▼

PR #338, opened 2026-08-25
PDASHOSS01-75 Prevent duplicate runner working directories

irichard00:
## What

Runners created from the cloud/UI go through the daemon's `create_runner_inner`, which hardcoded `RunnerWorkdirPlan::Legacy`. A legacy runner runs directly in `workspace.working_dir` and is **not** exempt from `Config::validate()`'s `DuplicateWorkingDir` check, so creating a second UI runner on a repo already used by another runner failed with:

> Each runner must have its own working directory; concurrent git operations on the same tree corrupt state silently.

Per the issue decision, legacy single-dir runner creation is deprecated — our own code should no longer create legacy runners (the legacy code stays only for backward compatibility with un-upgraded CLI installs).

## Changes

- **`machine_control.rs`** — `create_runner_inner` now uses `RunnerWorkdirPlan::AutoPoolIfGit` (the same plan `pidash runner add` defaults to). On a git repo it creates/reuses a `[[workdir]]` pool and migrates any existing exact-path legacy runner into it, so two runners can share one repo via leased worktrees and both are exempt from the duplicate-dir check.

▲

• TASK STATEMENT:
Reproduce each line of the material in which the string "repo" occurs.

• TASK ANSWER:
Runners created from the cloud/UI go through the daemon's `create_runner_inner`, which hardcoded `RunnerWorkdirPlan::Legacy`. A legacy runner runs directly in `workspace.working_dir` and is **not** exempt from `Config::validate()`'s `DuplicateWorkingDir` check, so creating a second UI runner on a repo already used by another runner failed with:
- **`machine_control.rs`** — `create_runner_inner` now uses `RunnerWorkdirPlan::AutoPoolIfGit` (the same plan `pidash runner add` defaults to). On a git repo it creates/reuses a `[[workdir]]` pool and migrates any existing exact-path legacy runner into it, so two runners can share one repo via leased worktrees and both are exempt from the duplicate-dir check.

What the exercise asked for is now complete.